Directions for this task =>
Among the lines below, a stretch begins at the one with "The run should" and ends at the one with "## Two things". Repeat that stretch exactly, ends included.

Collected data
PR #4886, opened 2026-09-13
feat(hangar): let a sync decide what happens to ships it cannot find

### LINKED ISSUE #4884: Let a sync decide what happens to ships it does not find
Follow-up to #4879 / #4880.

A hangar sync moves every pledge-store ship it does not find in the RSI list onto the wishlist. That is one hard-coded answer to a question that has several reasonable ones, and it is the destructive one when a scrape comes back partial.

The run should carry the choice:

- **Move to the wishlist** — today's behaviour, and the default.
- **Delete them** — for people who melt and never look back.
- **Leave them unchanged** — the safety valve when a sync returns a short list.
- **File them into a hangar group** — left owned and untouched, just collected somewhere so they can be sorted out by hand.

Remembered between runs, the same way `addBundledVehicles` is.

🤖

mortik:
Closes #4884. Follow-up to #4880.

## The problem

A sync moved every pledge-store ship it could not match against the RSI list onto the wishlist:

```ruby
vehicle_scope.where.not(id: vehicle_ids).find_each do |vehicle|
  vehicle.update!(rsi_pledge_id: nil, rsi_pledge_synced_at: nil, wanted: true)
end
```

One hard-coded answer to a question with several reasonable ones — and the destructive one when a scrape comes back short, because a half-loaded RSI page moves the untouched half of a hangar onto the wishlist.

## The change

The run carries the choice, remembered between syncs the way `addBundledVehicles` is.

| value | what happens to an unmatched vehicle |
| --- | --- |
| `wishlist` | today's behaviour, and the default |
| `delete` | `Vehicle.delete_with_dependents` — loaners, bundled crafts, loadouts and versions go too |
| `keep` | nothing is written at all |
| `group` | nothing is written to the ship; it is filed into a hangar group to be sorted out by hand |

`group` gets a group of its own. `hangar_group_id` already means "file the ships it *did* match here", and one group for both would tip the matched and the unmatched into the same bucket.

## Two things the option surfaced rather than introduced

**The unmatched set is now scoped to `purchased`.** A wishlisted ship is one the user does not own, so it is absent from every RSI hangar and unmatched on every single run — `delete` would have emptied the whole wishlist on the first sync. The wishlist move never touched those rows either: `reset_pledge_id_if_wanted` has already cleared what it writes, so the `update!` was a no-op the `updated_at` check kept out of the report. Behaviour-preserving for the default, load-bearing for the rest.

Exercise answer =>
The run should carry the choice:

- **Move to the wishlist** — today's behaviour, and the default.
- **Delete them** — for people who melt and never look back.
- **Leave them unchanged** — the safety valve when a sync returns a short list.
- **File them into a hangar group** — left owned and untouched, just collected somewhere so they can be sorted out by hand.

Remembered between runs, the same way `addBundledVehicles` is.

🤖

mortik:
Closes #4884. Follow-up to #4880.

## The problem

A sync moved every pledge-store ship it could not match against the RSI list onto the wishlist:

```ruby
vehicle_scope.where.not(id: vehicle_ids).find_each do |vehicle|
  vehicle.update!(rsi_pledge_id: nil, rsi_pledge_synced_at: nil, wanted: true)
end
```

One hard-coded answer to a question with several reasonable ones — and the destructive one when a scrape comes back short, because a half-loaded RSI page moves the untouched half of a hangar onto the wishlist.

## The change

The run carries the choice, remembered between syncs the way `addBundledVehicles` is.

| value | what happens to an unmatched vehicle |
| --- | --- |
| `wishlist` | today's behaviour, and the default |
| `delete` | `Vehicle.delete_with_dependents` — loaners, bundled crafts, loadouts and versions go too |
| `keep` | nothing is written at all |
| `group` | nothing is written to the ship; it is filed into a hangar group to be sorted out by hand |

`group` gets a group of its own. `hangar_group_id` already means "file the ships it *did* match here", and one group for both would tip the matched and the unmatched into the same bucket.

## Two things the option surfaced rather than introduced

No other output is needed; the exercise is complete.